Griswold's Cork-Lid Trapdoor Spider
- Conservation status: Endangered (SANBI Red List)

Scientific classification
- Kingdom: Animalia
- Phylum: Arthropoda
- Subphylum: Chelicerata
- Class: Arachnida
- Order: Araneae
- Infraorder: Mygalomorphae
- Family: Stasimopidae
- Genus: Stasimopus
- Species: S. griswoldi
- Binomial name: Stasimopus griswoldi Engelbrecht & Prendini, 2012

= Stasimopus griswoldi =

- Authority: Engelbrecht & Prendini, 2012
- Conservation status: EN

Species of spider

Stasimopus griswoldi is a species of spider in the family Stasimopidae. It is endemic to South Africa and is commonly known as Griswold's cork-lid trapdoor spider.

==Distribution==
Stasimopus griswoldi is found in the North West province of South Africa. It occurs at Kommandonek on the southern slopes of the Magaliesberg, the Hartebeesfontein Conservancy, and Hekpoort, at altitudes ranging from 1,187 to 1,389 m above sea level.

==Habitat and ecology==
The species is a ground dweller that lives in silk-lined burrows closed with a cork-lid door. It has been sampled from the Grassland biome.

==Description==

Stasimopus griswoldi is known from both sexes. The female chelicerae are uniformly black. Leg III metatarsus is black proximally, and leg IV metatarsus is mostly black, becoming paler distally. Book lung covers are yellow or black, with the anterior pair always pale and the posterior pair black in some specimens. The genital plate, between anterior book lungs, is paler than the rest of the opisthosoma or similar in color to pale book lung coverings, creating a pale band across the antero-ventral part of the opisthosoma.

==Conservation==
Stasimopus griswoldi is listed as Endangered under the B criterion by the South African National Biodiversity Institute.
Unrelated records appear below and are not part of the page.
PR #15179, opened 2021-01-20
package.json: Lock @patternfly/react-styles version

martinpitt:
It's part of patternfly-react, so we should update it in a controlled
fashion. Yesterday's 4.7.25 release does not work with the older react-*
releases that we already pinned.

Let's update all these in lockstep after today's release.

### DIFF
--- a/package.json
+++ b/package.json
@@ -6,6 +6,7 @@
     "@patternfly/patternfly": "4.70.2",
     "@patternfly/react-console": "4.2.7",
     "@patternfly/react-core": "4.84.4",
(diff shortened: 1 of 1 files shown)


martinpitt:
Super-urgent, as currently all our builds/tests [are broken](https://logs.cockpit-project.org/logs/pull-15154-20210120-043347-fedec0d8-debian-testing/log.html). This just brings us back to the status quo from last night, so only triggering a single fast test.

marusak (approved):
Thanks!!

PR #15101, opened 2021-01-06
networkmanager: start rewrite in react

KKoukiou:
In some cases the code was duplicated previously, thus this commit tried
to create some shared components:
see NetworkGraphs, FirewallSwitch

* [x] blocked on #14913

It is known from fewer than five locations and experiences ongoing loss of habitat to crop cultivation and urban development. Although approximately 46% of the habitat in the valley inhabited by this species has been transformed, primarily for agriculture, the species appears to persist on relatively small patches of natural habitat, especially in rocky areas unsuitable for agriculture. Habitat destruction associated with urban and infrastructural developments spreading westward from the recreational areas around Hartebeespoort Dam represents an ongoing threat to the species.

==Etymology==
The species is named after arachnologist Charles E. Griswold.

==Taxonomy==
The species was described by Engelbrecht & Prendini in 2012 from the Brits district.